Financial advice can be overwhelming simply because there’s so much you’re supposed to do.
It might be easier to focus on the most important and costly mistakes to avoid instead.
The following financial mistakes are common and costly to your net worth.
1. Not having an emergency fund
Few of us really have complete control over our financial situation. At any time, you could be robbed or seriously ill. Slightly more likely, you might have something broken, like an appliance or a vehicle.
One way to offset these expensive expenses is with an emergency fund. If you’ve put enough money aside, unforeseen situations don’t become financial emergencies, which means you won’t have to do expensive things like incur debt or borrow for your future by making early withdrawals. . (More on this soon.)
Here is “9 tips for starting an emergency fund today”.
2. Follow the Joneses
As Money Talks News founder Stacy Johnson said, “You can look rich or be rich, but you probably won’t live long enough to accomplish both.”
Impressing people can actually be easier when you don’t spend time and money tracking and getting the latest, best and brightest. It’s an endless game, and once you stop playing it, you may find yourself happier and have more money to spend on things you want rather than things you’re “supposed to” want to.
3. Using debt/borrowing money to buy depreciating assets
Example: a new car. It’s a triple whammy. First, you go into debt, which means you expose yourself to interest charges. You’ll probably end up paying more than you borrowed.
Second, it also means that you lock in some of your income to make payments until the debt is exhausted. You pay the opportunity cost of everything you could have done with that money. Meanwhile, the money itself loses value due to inflation over time instead of earning more (or at least keeping pace) in a savings account or investment.
Third, you’re going into debt for something that over time won’t be worth what you paid for. This applies to most things other than homes, but it’s especially true for new cars.
4. Buy more house than you need or can afford
While it’s true that homes generally become more valuable over time, that’s not guaranteed. And even if a house goes up in value, it doesn’t mean much if you can’t afford the associated and sometimes hidden costs of ownership, from simple utility bills to property taxes.
Moreover, the other points we just made about debt are even more true here: interest costs more and the opportunity cost is much higher.
5. Make early retirement account withdrawals
When you’re faced with a major financial problem, like a job loss or medical bills, it can be tempting to break the biggest piggy bank of all: your retirement fund.
You can borrow from your retirement fund without paying financial penalties in certain scenarios, but in general, if you’re under 59.5, you must be prepared to pay taxes on the amount withdrawn and a 10% penalty.

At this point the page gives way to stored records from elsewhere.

PR #234, opened 2025-01-28
Support uses of BACK that cause correlated references: SQLGlot conversion

knassre-bodo:
Child PR of #269 that is part of addressing #141. Adds the SQLGlot conversion step. With these changes, all SQLGlot correlation queries are functional except for:
- TPC-H queries: 5 & 22
- Correl queries: 1, 2, 3, 6, 8, 9, 15, 17, 18, 19, 20

These remainders need to be handled via the decorrelation cases in the comments of #141. Specifically:
- Singular: Correl 8
- Aggregation:  TPC-H Q5, TPC-H Q22, Correl 1, Correl 2, Correl 3, Correl 18, Correl 19
- Semi-Singular: Correl 9, Correl 17, Correl 20
- Semi-Aggregation: Correl 6


pydough/sqlglot/sqlglot_relational_visitor.py
```diff
@@ -154,11 +159,22 @@ def _try_merge_columns(
...
+                elif isinstance(new_column, SQLGlotColumn):
+                    expr = set_glot_alias(
+                        old_column_map[new_column.this.this], new_name
+                    )
+                    modified_old_columns.append(expr)
+                    if isinstance(expr, Identifier):
+                        seen_cols.add(expr)
+                else:
+                    raise ValueError(
+                        f"Unsupported expression type for column merging: {new_column.__class__.__name__}"
```
amullerbodo, line 176: are you able to provide column name here?

amullerbodo (commented):
no major things to share here.

pydough/sqlglot/sqlglot_relational_visitor.py
knassre-bodo: A column name doesn't necessarily exist in this case (depends on what type `new_column` is and this is the catch-all for _all_ unsupported types). This case should never occur by construction of the `_is_mergeable_column` API which prevents anything except these cases.

vineetg3 (approved):
LGTM.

Even if you manage to avoid the penalties, you are once again paying a huge opportunity cost. You can put the borrowed capital back into your account, but you can’t make up for the lost time your investments would have spent growing
6. Panic Selling
When it comes to investing for retirement, controlling your emotions is crucial. Sooner or later the market will crash – and on paper you will lose a lot of money.
Once you sell, that money is actually gone. But as we explain in “7 Most Costly Mistakes Investors Made Last Year,” history shows that “new bull markets have always followed downturns.” In other words, if you’re scared, you might miss out. Doing nothing in this situation will not only save you money, but it could also earn you a lot more over time.